Jean Pisani-Ferry, économiste et commissaire général du CGSP depuis sa création en avril 2013, a très sobrement remis l’ouvrage à la Ministre avant de laisser la parole aux coordinatrices du rapport. http://www.strategie.gouv.fr/blog/w...

Marie-Cécile Naves et Vanessa Wisnia-Weil présentent alors les deux volets de leurs analyses portant sur l’orientation, les métiers et sur l’enseignement, pour couvrir l’ensemble de la vie quotidienne des enfants et des adolescents. C’est une réflexion transversale aux problèmes des stéréotypes qui a le mérite de montrer tous les interstices dans lesquels ils se construisent. L’objectif assumé est de se départir de la neutralité effective des institutions publiques pour inciter des politiques volontaristes qui font leurs preuves, ici, comme ailleurs en Europe. Un exemple : le nouveau chiffre de la part des femmes ingénieures françaises est désormais de 34 % (27 % en 2009) alors qu’en 1982 on l’estimait à 3 %.

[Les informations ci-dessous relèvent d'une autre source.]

PR #1682, opened 2024-05-20
fix format of title links in zh

bittomhan:
**Purpose:** Update Link Format in Simplified Chinese Version to Seamlessly Align with the English Version

**Explanation:** Through `make preview` checks and trials, I have updated the formatting issues in the Simplified Chinese translation version.

In the original English paragraph such as `- **Opportunity available for providing utility functions outside of Bitcoin Core:**`, the link format generated is:
`/en/newsletters/2018/11/13/#opportunity-available-for-providing-utility-functions-outside-of-bitcoin-core`

However, in the Simplified Chinese translation, if the format is `- **<!--opportunity-available-for-providing-utility-functions-outside-of-bitcoin-core-->提供 Bitcoin Core 之外的实用功能的机会：**`, the generated link format would be:
`/zh/newsletters/2018/11/13/#opportunity-available-for-providing-utility-functions-outside-of-bitcoin-core-bitcoin-core`

As you can see, compared to the English link, the Chinese link, despite commenting the same content, adds the English and numeric content from the beginning of the Chinese paragraph to the end of the link during page generation. The reason is that the content between `- **` and `**` is treated as a whole when generating the link. This difference in link generation leads to a poor experience for readers who wish to read the original text by changing zh to en in the link, as they cannot locate the same paragraph. To improve this, we need to modify the existing format to generate the corresponding link.

In this update, I have changed the format of the translated content by adding `****` between `-->` and `the Chinese title` to form a separation, which alters the title generation logic in the original code. After checking with `make preview`, the generated link format is:
`/zh/newsletters/2018/11/13/#opportunity-available-for-providing-utility-functions-outside-of-bitcoin-core`
Thus, the generated Chinese link format can remain consistent with the original English link format.

I have thoroughly checked the link generation method for all the first 21 issues and made corresponding modifications. I will update the correct link format in the manual and revise future links accordingly. The previous link generation method referred to the Simplified Chinese translation method after issue 203, without attempts to modify it for optimal results. This is now corrected.

---

Additional Explanation: If the `**` is not added around the initial link comment, i.e., `<!--xyz-->`, forming the format `**<!--xyz-->**`, it cannot be recognized as a comment to generate a link.

Whether the translated Chinese paragraph's initial content also uses `**` to bold the format, forming `**一二三：**`, should only be consistent with the English content.


bitschmidty:
@hulatown your feedback might be valuable here at a conceptual level

hulatown:
I also noticed the repeat of any English word in the translated title.
I think this trick can solve the problem 👍

bitschmidty:
@harding I wanted to check if this was any concern regarding the migration to Hugo?

PR #1684, opened 2024-05-21
Topics: anchor-outputs fix wrong statement

Lagrang3:
An unconfirmed commitment transaction does not allow funds to be stolen. The timelock in the `to_local` output (see BOLT03) is constructed with an OP_CSV which makes it relative to the height of the tx confirmation. The situation actually leads to funds stuck from the point of view of the party that started the unilateral close. He cannot CPFP this transaction due to the relative timelock.

### DIFF
--- a/_topics/en/anchor-outputs.md
+++ b/_topics/en/anchor-outputs.md
@@ -186,8 +186,11 @@ become unresponsive).  Because the broadcast of the commitment
 transaction may occur a long time after it was created, the commitment
 transaction may pay too much or too little in transaction fees.
 Paying a too-low feerate may prevent the commitment transaction from
-confirming before any timelocks contained within it expire, allowing
-funds to be stolen.
+confirming making funds stuck indefinitely for the closing party---the
+output *to us* in the commitment trasaction has a time lock relative
+to it's confirmation height `to_self_delay OP_CHECKSEQUENCEVERIFY`
+which is part of the protection mechanism against cheating by broadcasting
+an old commitment state.
 
 The solution to this is for the commitment transaction to pay a
 minimal amount of fees and then to allow either channel participant to fee


harding:
> An unconfirmed commitment transaction does not allow funds to be stolen. 

An unconfirmed commitment transaction that has pending HTLCs does allow funds to be stolen if it fails to confirm before some (or all) of those HTLC timelocks expire.

murchandamus:
I know too little about this to be assertive, but I happened to have access to two lightning developers and they agreed that HTLCs are vulnerable to be claimed on a separate channel if the commitment transaction remains unconfirmed. It seems to me that this contradicts the original claim, but perhaps we should still elaborate our description?

harding:
Sure, an update to this PR that notes the additional problem of stuck funds would be welcome.

Lagrang3:
HTLCs do have a absolute time lock, but I didn't mention HTLCs.
I am referring to the outputs that pay out the channel parties.

Just considering a state of channel without HTLCs. The payout to the remote peer is unencumbered, while the payout
to oneself is delayed with a time lock relative to the confirmation height. That's why if I broadcast the transaction (force close)
I cannot CPFP it, because I am unable to spend my own output until the transaction is confirmed plus some delay.

harding:
@Lagrang3 I think we're in agreement that a commitment transaction with no HTLC outputs does not create a theft risk.  However, if a channel has pending HTLCs, they must be settled onchain before a deadline if one of the parties is not following the protocol (e.g. they've become unresponsive).  A prerequisite for settling pending HTLCs onchain is getting the commitment transaction confirmed since it creates the outputs paying those HTLCs.  Therefore, a commitment transaction with HTLC outputs must be possible to confirm onchain before the deadline.

I'm happy to see an update to this topic that adds nuance about timely confirmation not always being necessary, but I think the existing text that focuses on the (sometimes) need for timely confirmation is accurate in the worst case (which is what security-focused developers design for).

Des inégalités au nom des différences

Les inégalités socio-économiques significatives entre hommes et femmes perdurent. C’est encore plus prégnant dans les milieux populaires et défavorisés. L’épanouissement, les choix de vie sont influencés par une multitude de micro-incitations du milieu familial, du milieu scolaire, de l’institution éducative qui accompagnent toutes les représentations stéréotypées nourries depuis la petite enfance.

Changer les regards pour un changement global des mentalités doit viser aussi bien les garçons que les filles. Assurer des approches systémiques doit permettre de lutter contre l’effet de circularité des inégalités sexuées, qui se perpétuent au nom des différences.

Ainsi ce rapport s’articule autour de six thèmes et chapitres. Dans le premier, la socialisation des jeunes enfants mérite davantage d’implication des pères et de la mixité dans les métiers de la petite enfance. Dans le second chapitre, c’est l’insuffisante mixité des métiers qui pénalise surtout les jeunes moins qualifiés. On retrouve bien cette insuffisance dans les lycées professionnels et technologique où l’équilibrage ne se fait pas et ne bouge plus depuis trente ans ! «  Un verrou clé et un problème de justice sociale  ». Une voie pour faire évoluer les visions sexuées des métiers serait à exploiter en visant les jeunes adultes lorsqu’ils sont en situation de réorientation ou reconversion pour leur offrir d’autres voies moins marquées sexuellement et ainsi transgresser les normes professionnelles masculine à l’âge adulte.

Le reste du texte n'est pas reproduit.